Sal 33: Gustad y ved qué bueno es el Señor.
Ef 4,30: Vivid en el amor como Cristo.
Jn 6,41-51: Yo soy el pan vivo que ha bajado del cielo.
Qué duro cuando se pasa hambre severa y, peor aún, cuando no hay expectativas de pan a corto plazo. Pero no por eso puede echársele al estómago cualquier cosa.
El profeta Elías bajó del monte Carmelo lleno de éxito. Mientras sus paisanos había entregado su corazón a los diosecillos, los baales, él mostró ante ellos, mediante un prodigio portentoso, que el único es el Dios de Israel, el Dios de sus padres. Sin embargo este logro no le valió para resistir al rigor del camino por el desierto y se deseó la muerte. El pan inesperado venido del cielo le dio fuerzas para continuar con su travesía hasta el Horeb, el monte de la Alianza, donde el Dios que le había enviado el pan le encomendó una especial misión. Lo que con sus fuerzas resultaba irrealizable, lo consiguió con el alimento que Dios le había procurado.
Acostumbrados a comidas con potenciadores de sabor para estimular el gusto, resultará cada vez más difícil preferir el pan, pan; el que sabe a lo que es y no a lo que se disfraza. El Maestro no quiso disfrazarse de dispensador de pan gratuito para las multitudes, sino que obró como Hijo de Dios conmovido por la situación del pueblo, que andaba como ovejas sin pastor, y que necesitaba pan para no desfallecer. El pan multiplicado era ofrecido como un signo del cuidado providente de Dios Padre.
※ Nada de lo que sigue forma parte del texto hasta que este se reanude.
PR #345, opened 2019-10-24
Pass offset and size of pred_weight_table

Tianhaol:
These two parameters are gotten from packed slice header, are used
to write back pred_weight_tabe into packed slice header
of the final bit stream.


XinfengZhang:
this change means: backend driver will calculate the weight table and send it back to packed header , then insert packed header to bitstream.  it will assume that application know it, application should insert blank weight table into it and tell driver the table start point and size. need extra interface to let application know this.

No quisieron entenderlo así y, por ello, las palabras de Jesús que habla de sí como Pan de Vida les resultaban incomprensibles y perdieron interés por lo que les ofrecía.
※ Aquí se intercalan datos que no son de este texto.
PR #347, opened 2019-11-20
Update va.h for multi-threaded usages

jonathanbian:
Added description for multi-threaded usages of the API

### DIFF
--- a/va/va.h
+++ b/va/va.h
@@ -130,6 +130,93 @@ extern "C" {
  * 	- \ref api_fei
  * 	- \ref api_fei_h264
  * 	- \ref api_fei_hevc
+ * 
+ * \section threading Multithreading Guide
+ * All VAAPI functions implemented in libva are thread-safe. For any VAAPI
+ * function that requires the implementation of a backend (e.g. hardware driver),
+ * the backend must ensure that its implementation is also thread-safe. If the
+ * backend implementation of a VAAPI function is not thread-safe then this should
+ * be considered as a bug against the backend implementation. 
+ *
+ * It is assumed that none of the VAAPI functions will be called from signal 
+ * handlers.
+ *
+ * Thread-safety in this context means that when VAAPI is being called by multiple
+ * concurrent threads, it will not crash or hang the OS, and VAAPI internal
+ * data structures will not be corrupted. When multiple threads are operating on
+ * the same VAAPI objects, it is the application's responsibility to synchronize
+ * these operations in order to generate the expected results. For example, using
+ * a single VAContext from multiple threads may generate unexpected results.
+ *
+ * Following pseudo code illustrates a multithreaded transcoding scenario, where
+ * one thread is handling the decoding operation and another thread is handling 
+ * the encoding operation, while synchronizing the use of a common pool of
+ * surfaces.
+ *
+ * // Initialization
+ * dpy = vaGetDisplayDRM(fd);
+ * vaInitialize(dpy, ...); 
+ *
+ * // Create surfaces required for decoding and subsequence encoding
+ * vaCreateSurfaces(dpy, VA_RT_FORMAT_YUV420, width, height, &surfaces[0], ...);
+ *
+ * // Set up a queue for the surfaces shared between decode and encode threads
+ * surface_queue = queue_create();
+ *
+ * // Create decode_thread
+ * pthread_create(&decode_thread, NULL, decode, ...);
+ *
+ * // Create encode_thread
+ * pthread_create(&encode_thread, NULL, encode, ...);
+ *
+ * // Decode thread function
+ * decode() {
+ *   // Find the decode entrypoint for H.264 
+ *   vaQueryConfigEntrypoints(dpy, h264_profile, entrypoints, ...);
+ *
+ *   // Create a config for H.264 decode
+ *   vaCreateConfig(dpy, h264_profile, VAEntrypointVLD, ...);
+ *
+ *   // Create a context for decode
+ *   vaCreateContext(dpy, config, width, height, VA_PROGRESSIVE, surfaces, 
+ *     num_surfaces, &decode_context); 
+ *
+ *   // Decode frames in the bitstream
+ *   for (;;) {
+ *     // Parse one frame and decode 
+ *     vaBeginPicture(dpy, decode_context, surfaces[surface_index]); 
+ *     vaRenderPicture(dpy, decode_context, buf, ...);
+ *     vaEndPicture(dpy, decode_context);
+ *     // Poll the decoding status and enqueue the surface in display order after 
+ *     // decoding is complete
+ *     vaQuerySurfaceStatus();
+ *     enqueue(surface_queue, surface_index);
+ *   }
+ * }
+ *
+ * // Encode thread function
+ * encode() {
+ *   // Find the encode entrypoint for HEVC
+ *   vaQueryConfigEntrypoints(dpy, hevc_profile, entrypoints, ...);
+ *
+ *   // Create a config for HEVC encode
+ *   vaCreateConfig(dpy, hevc_profile, VAEntrypointEncSlice, ...);
+ *
+ *   // Create a context for encode
+ *   vaCreateContext(dpy, config, width, height, VA_PROGRESSIVE, surfaces,
+ *     num_surfaces, &encode_context); 
+ *
+ *   // Encode frames produced by the decoder
+ *   for (;;) {
+ *     // Dequeue the surface enqueued by the decoder    
+ *     surface_index = dequeue(surface_queue);
+ *     // Encode using this surface as the source
+ *     vaBeginPicture(dpy, encode_context, surfaces[surface_index]);
+ *     vaRenderPicture(dpy, encode_context, buf, ...);
+ *     vaEndPicture(dpy, encode_context);
+ *   }
+ * }
+ *
  */
 
 /**


va/va.h
```diff
@@ -129,6 +129,96 @@ extern "C" {
...
+ * responsibility of the driver to guarantee thread-safty of the backend
+ * functions. It is assumed that none of the VAAPI functions will be called from
+ * signal handlers.
+ *
+ * Thread-safty in this context means that when VAAPI is being called by multiple
+ * concurrent threads, it will not crash or hang the OS, and VAAPI internal
+ * states will not be corrupted. When multiple threads are operating on the same
+ * VAAPI objects, it it the application's responsibility to synchronize these
+ * operations in order to generate the expected results.
+ *
```
yellowdoge: These two paragraphs are confusing, because it says that `VAAPI functions are thread-safe` but then `it is the responsibility of the driver to guarantee thread-safty [sic]`, so: please rewrite the sections to reflect what you mean, e.g.: `VA-API internal objects are thread safe, but VA-API does not have nor impose or provide any guarantees of thread-safety on the underlying driver or backend, nor on any application-managed VA-API objects, including in particular VAContext `.

jonathanbian: Thanks for the comments and patch will be updated.

va/va.h
```diff
@@ -129,6 +129,99 @@ extern "C" {
  * 	- \ref api_fei
  * 	- \ref api_fei_h264
  * 	- \ref api_fei_hevc
+ * 
+ * \section threading Multithreading Guide
+ * All VAAPI functions implemented in libva should be thread-safe. However, 
+ * VAAPI and libva do not impose thread-safety requirements on the driver or
+ * the backend implementation, and it is the responsibility of the driver or the
+ * backend implementation to ensure thread-saftey of VAAPI functions. In other
```
yellowdoge: s/saftey/safety/

va/va.h
```diff
@@ -129,6 +129,99 @@ extern "C" {
...
+ * concurrent threads, it will not crash or hang the OS, and VAAPI internal
+ * states will not be corrupted. When multiple threads are operating on the same
+ * VAAPI objects, it is the application's responsibility to synchronize these
+ * operations in order to generate the expected results.
+ *
+ * It is worth noting that VAContext is not meant to be shared among different 
+ * threads. i.e if a VAContext object is shared among two or more threads, its 
+ * internal state may get corrupted which may lead to unexpected results for 
+ * operations using this VAContext. It is expected that each thread shall create
+ * and maintain its own VAContext object for all operations.
```
dvrogozh: > VAContext is not meant to be shared among different threads

I believe this is a too unclear statement. "Is not meant (or intended)" can be read as "could be and this is not prohibited according to the API". That's how I read it at least.

If we will transform that to the strict requirement, then I believe it is too strong requirement. I don't actually see why single VAContext can't be used from few threads. For example, it can be created in one thread, tasks submitted in another thread and it can be destroyed in yet another thread. What's wrong in such usage and why this can't be done as soon as operations are serialized?

I would suggested to be more specific and clear. Maybe we should better clarify whether it is application's responsibility to serialize vaBeginFrame-vaEndFrame sequencies? I.e. you can't have 2 concurrent vaBeginFrame-vaEndPicture sequences at a time. Having a single sequence serialized, but executed in different threads is likely OK.

rosetta-jpn:
I am confused about the purpose of this patch.
Looks like the patch clarifies that libva (i.e VA API level) does NOT guarantee thread-safety. It depends on backend and application implementation.
What I expected discussing with some intel persons is to clarify the backend must guarantee thread-safety, thus an application will not have to serialize VA-API calls if the application is implemented correctly.

Otherwise, gstreamer-vaapi's implementation can be regarded as wrong because it doesn't do anything for VA-API call serialization.

va/va.h
jonathanbian: Updated based on the feedbacks

va/va.h
```diff
@@ -129,6 +129,98 @@ extern "C" {
  * 	- \ref api_fei
  * 	- \ref api_fei_h264
  * 	- \ref api_fei_hevc
+ * 
+ * \section threading Multithreading Guide
+ * All VAAPI functions implemented in libva should be thread-safe, and the
```
yellowdoge: Please be careful with the wording. I'd recommend sticking to what https://www.ietf.org/rfc/rfc2119.txt suggests, and in particular the use of MUST and SHOULD. That said, this paragraph is misleading, because it starts saying "A is guaranteed" then "B should be guaranteed" but then says that if "B is not verified" then "A is not verified either".

Recommended writing:
> All VAAPI functions implemented in libva are thread-safe insofar as the driver and backend
> implementation are thread-safe. Note that libva cannot impose thread-safety guarantees
> on neither the driver nor the backend, so it is ultimately the responsability of the latter to
> ensure said thread-safety.

Please fix "`thread-saftey`" with "`thread-safety`" (ideally also introduce a ref-link
to e.g. https://en.wikipedia.org/wiki/Thread_safety).

va/va.h
```diff
@@ -129,6 +129,98 @@ extern "C" {
...
+ * It is assumed that none of the VAAPI functions will be called from signal 
+ * handlers.
+ *
+ * Thread-safety in this context means that when VAAPI is being called by multiple
+ * concurrent threads, it will not crash or hang the OS, and VAAPI internal
+ * states will not be corrupted. When multiple threads are operating on the same
+ * VAAPI objects, it is the application's responsibility to synchronize these
+ * operations in order to generate the expected results. This is especially true
+ * when a VAContext object is shared among different threads. Due to the fact that
+ * the internal states of the VAContext object can be modified through API calls
```
yellowdoge: I'm confused here. A couple of lines above you say:
> and VAAPI internal states will not be corrupted

but here I read
> the internal states of the VAContext object can be modified

and, presumably, corrupted.  Could you please elaborate on what do you
mean with "`internal states`" in l.145-146 and why VAContext is not one 
of those?

va/va.h
jonathanbian: Thanks for the suggested changes and it's been incorporated into the latest version

va/va.h
jonathanbian: Changed "states" to "data structures" which may be a better term. Also removed the block on VAContext as it can just be treated as other VAAPI objects under multi-threaded usage, i.e. app needs to handle the synchronization with operations using VAContext to ensure the correct results.

sreerenjb:
@jonathanbian should we make it as a mandatory requirement for the va-backend driver to keep thread safety ? Otherwise the applications still have to think whether a particular driver is providing thread-safety or not.

jonathanbian:
@sreerenjb my thinking is that as there is no formal certification/conformation process for the backend driver, making it a mandatory requirement won't mean much and the application still needs to verify whether the backend driver is thread-safe or not.

sreerenjb:
@jonathanbian  the point of making this mandatory is that the applications don't have to take care of locks themselves rather they can point out the place where driver is misbehaving. Once it is pointed out, it is up to the driver devs to fix the  issue. Otherwise each middleware implementation has to write their own locking which is going to bring another level of bugs. I rather prefer to have the proper locking in one place for all middleware implementations which is the backend driver.

dvrogozh:
Yes, without making it mandatory on VAAPI level as spec conformance requirement, this PR does not make sense.

jonathanbian:
@sreerenjb @dvrogozh Updated with more strict requirements on the backend

ceyusa:
> Otherwise, gstreamer-vaapi's implementation can be regarded as wrong because it doesn't do anything for VA-API call serialization.

must of the VA-API calls (at least in gstvaapidisplay and gstvaapisurface) are mutexed: https://gitlab.freedesktop.org/gstreamer/gstreamer-vaapi/blob/master/gst-libs/gst/vaapi/gstvaapidisplay.c#L923

va/va.h
```diff
@@ -129,6 +129,92 @@ extern "C" {
...
+ *
+ *   // Decode frames in the bitstream
+ *   for (;;) {
+ *     // Parse one frame and decode 
+ *     vaBeginPicture(dpy, decode_context, surfaces[surface_index]); 
+ *     vaRenderPicture(dpy, decode_context, buf, ...);
+ *     vaEndPicture(dpy, decode_context);
+ *     // Poll the decoding status and enqueue the surface in display order after 
+ *     // decoding is complete
+ *     vaQuerySurfaceStatus();
```
XinfengZhang, line 190: or vaSyncSurface?

jonathanbian: vaSyncSurface() will block and vaQuerySurfaceStatus() may provide better performance. Either is fine in this context which is to demonstrate multi-threading usage.

daijh:
Not sure if it is the right place to ask.

The calling sequence described is quit common usage on libva, that DECODE, ENCODE and VPP work on different threads.
Even Intel-Media-SDK uses libva in this way, without global lock.

Want to double confirm if Intel-Media-Driver va-backend is 
- thread-safety, OR
- context-safety (no global lock required on independent va-contexts, perhaps still need lock on multiple threads access the same va-context?) 

Is the thread-safety or context-safety guaranteed by Intel-Media-Driver's design?

XinfengZhang:
@daijh sorry for missing your comments, yes, context-safety guaranteed by  https://github.com/intel/media-driver design

XinfengZhang (approved):

XinfengZhang (approved):

dvrogozh (approved):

El hambre que vuelve a nuestro cuerpo una y otra vez delata la preocupación que tiene el cuerpo por vivir y nos lo hace saber. Nadie se escapa. El hambre de plenitud también es común y nos deja en búsqueda de lo que satisfaga esta demanda, porque todos hemos sido llamados para ser hijos de Dios. Solo en Dios encontraremos lo necesario para saciarnos, pero no esperemos un pan cómodo ni fácil. Se trata de un alimento áspero, pero exquisito; gratuito, pero exigente, que nos lleva a comprometernos con lo que ese Pan es: pan de perdón y amor a los enemigos, de renuncia al amor propio y apertura confiada a Dios, de comunidad de hermanos y distribución de los bienes, de justicia y de verdad… También nuestro cuerpo demanda pan bueno, pan vivo, pan de que vida. El hambre no descuida el discernimiento y la elección, sino, al contrario, nos hace más cautos y observadores para darle crédito a ese alimento. No busquemos, no tomemos otro que no sea este Pan que nos ofrece Dios, si realmente creemos que es Dios Padre el que nos lo da, el Padre bueno y providente que nos ha hecho vivientes para una vida de calidad divina.